Description of the task =>
Which of the lines below include "missing"? Each one should be copied out.

[Opening Entries provided section]

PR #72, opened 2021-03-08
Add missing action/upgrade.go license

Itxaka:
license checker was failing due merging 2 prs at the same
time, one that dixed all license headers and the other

[Closing Entries provided section]
[Opening Entries provided section]

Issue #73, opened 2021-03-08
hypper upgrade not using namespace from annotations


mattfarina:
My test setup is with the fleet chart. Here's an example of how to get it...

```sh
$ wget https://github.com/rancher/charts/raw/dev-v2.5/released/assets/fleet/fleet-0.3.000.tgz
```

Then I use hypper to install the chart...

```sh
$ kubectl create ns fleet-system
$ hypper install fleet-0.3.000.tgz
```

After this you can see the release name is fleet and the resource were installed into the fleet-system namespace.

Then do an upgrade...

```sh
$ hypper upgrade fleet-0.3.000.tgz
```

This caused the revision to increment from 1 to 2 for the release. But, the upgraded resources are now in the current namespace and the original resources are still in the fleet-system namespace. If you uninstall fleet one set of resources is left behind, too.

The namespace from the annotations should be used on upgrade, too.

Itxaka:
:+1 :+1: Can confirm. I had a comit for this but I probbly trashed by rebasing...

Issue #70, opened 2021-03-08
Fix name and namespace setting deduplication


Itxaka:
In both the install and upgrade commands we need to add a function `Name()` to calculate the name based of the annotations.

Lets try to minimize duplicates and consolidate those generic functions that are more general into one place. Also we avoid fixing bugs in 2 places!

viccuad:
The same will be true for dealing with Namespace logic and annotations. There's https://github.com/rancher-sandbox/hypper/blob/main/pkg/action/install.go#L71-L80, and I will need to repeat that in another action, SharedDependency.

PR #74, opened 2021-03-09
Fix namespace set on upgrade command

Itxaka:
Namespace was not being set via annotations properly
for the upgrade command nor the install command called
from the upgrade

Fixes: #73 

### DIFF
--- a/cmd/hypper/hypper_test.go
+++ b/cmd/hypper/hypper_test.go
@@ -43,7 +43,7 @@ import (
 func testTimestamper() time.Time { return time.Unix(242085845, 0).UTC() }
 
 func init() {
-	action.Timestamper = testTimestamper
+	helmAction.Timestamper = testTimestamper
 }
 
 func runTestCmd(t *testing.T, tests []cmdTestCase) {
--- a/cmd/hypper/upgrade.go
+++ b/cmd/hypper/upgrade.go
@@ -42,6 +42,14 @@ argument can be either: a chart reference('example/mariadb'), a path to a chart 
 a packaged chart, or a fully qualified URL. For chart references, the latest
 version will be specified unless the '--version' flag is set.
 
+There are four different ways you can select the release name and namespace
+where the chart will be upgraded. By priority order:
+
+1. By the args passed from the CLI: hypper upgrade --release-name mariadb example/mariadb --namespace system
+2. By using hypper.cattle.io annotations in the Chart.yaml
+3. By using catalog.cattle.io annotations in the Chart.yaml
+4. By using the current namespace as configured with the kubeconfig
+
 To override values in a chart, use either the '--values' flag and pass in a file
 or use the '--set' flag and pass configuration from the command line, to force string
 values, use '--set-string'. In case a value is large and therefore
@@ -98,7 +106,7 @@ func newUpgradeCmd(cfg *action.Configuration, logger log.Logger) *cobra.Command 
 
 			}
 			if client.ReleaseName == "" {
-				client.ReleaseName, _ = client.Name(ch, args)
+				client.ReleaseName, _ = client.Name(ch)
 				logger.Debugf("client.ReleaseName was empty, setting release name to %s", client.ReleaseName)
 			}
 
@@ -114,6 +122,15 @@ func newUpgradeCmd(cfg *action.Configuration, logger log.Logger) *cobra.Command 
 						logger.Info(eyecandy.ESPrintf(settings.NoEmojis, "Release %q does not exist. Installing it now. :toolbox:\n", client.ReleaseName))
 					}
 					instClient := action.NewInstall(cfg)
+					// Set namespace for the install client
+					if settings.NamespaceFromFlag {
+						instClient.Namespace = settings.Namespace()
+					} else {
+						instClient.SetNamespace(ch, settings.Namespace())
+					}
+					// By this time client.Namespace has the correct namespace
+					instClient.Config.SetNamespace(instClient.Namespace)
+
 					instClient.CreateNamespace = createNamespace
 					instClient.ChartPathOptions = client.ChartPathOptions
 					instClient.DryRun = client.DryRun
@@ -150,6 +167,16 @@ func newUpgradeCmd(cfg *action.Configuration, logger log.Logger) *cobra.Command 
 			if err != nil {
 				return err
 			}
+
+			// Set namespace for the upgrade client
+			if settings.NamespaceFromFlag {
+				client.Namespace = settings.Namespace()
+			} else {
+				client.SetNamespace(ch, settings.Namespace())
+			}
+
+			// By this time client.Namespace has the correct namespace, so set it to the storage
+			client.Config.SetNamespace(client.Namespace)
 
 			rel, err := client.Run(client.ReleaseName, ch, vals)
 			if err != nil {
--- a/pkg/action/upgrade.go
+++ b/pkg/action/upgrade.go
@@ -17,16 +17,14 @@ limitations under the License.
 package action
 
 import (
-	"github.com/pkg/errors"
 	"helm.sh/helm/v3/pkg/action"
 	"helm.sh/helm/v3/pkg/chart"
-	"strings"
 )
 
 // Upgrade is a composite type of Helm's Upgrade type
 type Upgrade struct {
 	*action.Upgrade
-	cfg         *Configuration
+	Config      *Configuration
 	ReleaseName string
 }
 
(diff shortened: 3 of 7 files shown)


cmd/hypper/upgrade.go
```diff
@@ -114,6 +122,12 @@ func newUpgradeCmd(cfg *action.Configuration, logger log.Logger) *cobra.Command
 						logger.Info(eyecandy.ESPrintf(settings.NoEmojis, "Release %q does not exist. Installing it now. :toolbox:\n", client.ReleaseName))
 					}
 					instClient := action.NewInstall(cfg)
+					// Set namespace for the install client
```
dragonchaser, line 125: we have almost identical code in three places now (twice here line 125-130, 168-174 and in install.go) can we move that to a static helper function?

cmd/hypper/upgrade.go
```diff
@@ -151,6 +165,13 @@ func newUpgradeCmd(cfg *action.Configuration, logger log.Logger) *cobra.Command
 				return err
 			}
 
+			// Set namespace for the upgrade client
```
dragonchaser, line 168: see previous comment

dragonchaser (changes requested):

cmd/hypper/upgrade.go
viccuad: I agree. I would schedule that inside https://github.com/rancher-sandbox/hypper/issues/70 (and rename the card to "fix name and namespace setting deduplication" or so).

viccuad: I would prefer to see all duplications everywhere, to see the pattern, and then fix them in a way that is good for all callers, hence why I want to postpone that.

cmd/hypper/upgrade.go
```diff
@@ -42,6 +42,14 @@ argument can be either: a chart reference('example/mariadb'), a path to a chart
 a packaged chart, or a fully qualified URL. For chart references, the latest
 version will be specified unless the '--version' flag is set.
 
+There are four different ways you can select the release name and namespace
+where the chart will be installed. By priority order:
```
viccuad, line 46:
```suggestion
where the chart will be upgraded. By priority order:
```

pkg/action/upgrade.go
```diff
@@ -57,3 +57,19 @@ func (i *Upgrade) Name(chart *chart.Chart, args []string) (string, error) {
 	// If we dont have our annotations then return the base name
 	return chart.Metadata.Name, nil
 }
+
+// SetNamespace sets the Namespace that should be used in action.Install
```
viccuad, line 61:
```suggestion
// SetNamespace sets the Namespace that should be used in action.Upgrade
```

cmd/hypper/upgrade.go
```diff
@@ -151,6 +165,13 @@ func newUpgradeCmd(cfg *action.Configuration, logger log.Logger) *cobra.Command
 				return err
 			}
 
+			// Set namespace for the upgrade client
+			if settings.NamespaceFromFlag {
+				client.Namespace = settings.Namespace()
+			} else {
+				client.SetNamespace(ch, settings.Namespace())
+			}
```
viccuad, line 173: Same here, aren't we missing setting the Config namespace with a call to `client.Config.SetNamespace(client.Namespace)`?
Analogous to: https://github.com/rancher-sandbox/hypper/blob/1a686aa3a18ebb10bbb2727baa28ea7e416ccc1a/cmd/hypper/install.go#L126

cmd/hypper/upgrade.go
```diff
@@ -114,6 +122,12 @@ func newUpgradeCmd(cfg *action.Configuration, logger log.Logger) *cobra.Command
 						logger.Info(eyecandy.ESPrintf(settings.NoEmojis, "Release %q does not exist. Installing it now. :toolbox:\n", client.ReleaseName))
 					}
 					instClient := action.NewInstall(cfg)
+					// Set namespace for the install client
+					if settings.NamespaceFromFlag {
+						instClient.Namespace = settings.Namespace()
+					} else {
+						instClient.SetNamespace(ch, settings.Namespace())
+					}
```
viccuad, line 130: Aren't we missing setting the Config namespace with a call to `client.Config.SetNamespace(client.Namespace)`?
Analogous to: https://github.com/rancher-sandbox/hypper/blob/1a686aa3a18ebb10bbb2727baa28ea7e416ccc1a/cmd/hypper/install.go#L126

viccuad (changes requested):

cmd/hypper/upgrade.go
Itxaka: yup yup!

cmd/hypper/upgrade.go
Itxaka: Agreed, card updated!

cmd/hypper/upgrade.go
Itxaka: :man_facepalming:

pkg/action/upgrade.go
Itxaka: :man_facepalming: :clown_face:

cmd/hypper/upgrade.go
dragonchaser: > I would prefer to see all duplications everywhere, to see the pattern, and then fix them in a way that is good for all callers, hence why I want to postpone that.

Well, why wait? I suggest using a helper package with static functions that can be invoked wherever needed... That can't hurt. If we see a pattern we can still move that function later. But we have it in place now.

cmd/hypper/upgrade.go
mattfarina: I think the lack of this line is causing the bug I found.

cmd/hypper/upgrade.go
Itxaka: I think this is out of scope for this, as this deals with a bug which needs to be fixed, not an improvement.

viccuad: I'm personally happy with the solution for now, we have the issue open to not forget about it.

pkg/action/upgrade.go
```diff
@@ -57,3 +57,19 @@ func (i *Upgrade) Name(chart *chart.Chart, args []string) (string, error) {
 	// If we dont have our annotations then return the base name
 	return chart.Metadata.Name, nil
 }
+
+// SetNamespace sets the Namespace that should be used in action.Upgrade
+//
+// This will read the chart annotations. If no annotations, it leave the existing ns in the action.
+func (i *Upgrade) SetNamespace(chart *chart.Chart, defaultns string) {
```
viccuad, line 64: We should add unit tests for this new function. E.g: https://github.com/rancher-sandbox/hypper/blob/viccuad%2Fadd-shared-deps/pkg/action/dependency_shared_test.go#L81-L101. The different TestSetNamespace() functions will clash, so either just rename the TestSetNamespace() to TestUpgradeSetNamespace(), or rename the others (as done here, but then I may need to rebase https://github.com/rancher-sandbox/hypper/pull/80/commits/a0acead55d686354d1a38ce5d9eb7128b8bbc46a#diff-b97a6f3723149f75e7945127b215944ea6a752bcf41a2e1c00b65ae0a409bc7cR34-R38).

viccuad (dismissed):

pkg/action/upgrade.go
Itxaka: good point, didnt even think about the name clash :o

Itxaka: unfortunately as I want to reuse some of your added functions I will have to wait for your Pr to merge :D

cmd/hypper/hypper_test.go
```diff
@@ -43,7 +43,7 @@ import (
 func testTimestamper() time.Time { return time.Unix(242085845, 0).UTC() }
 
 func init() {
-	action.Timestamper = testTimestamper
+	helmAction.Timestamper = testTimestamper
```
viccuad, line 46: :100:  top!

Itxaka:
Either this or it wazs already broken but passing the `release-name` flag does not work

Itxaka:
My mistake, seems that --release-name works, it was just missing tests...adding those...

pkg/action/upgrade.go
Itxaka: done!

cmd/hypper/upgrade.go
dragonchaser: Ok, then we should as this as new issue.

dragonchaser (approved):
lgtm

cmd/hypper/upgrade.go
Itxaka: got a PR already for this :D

[Closing Entries provided section]

Your solution =>
Add missing action/upgrade.go license
viccuad, line 173: Same here, aren't we missing setting the Config namespace with a call to `client.Config.SetNamespace(client.Namespace)`?
viccuad, line 130: Aren't we missing setting the Config namespace with a call to `client.Config.SetNamespace(client.Namespace)`?
My mistake, seems that --release-name works, it was just missing tests...adding those...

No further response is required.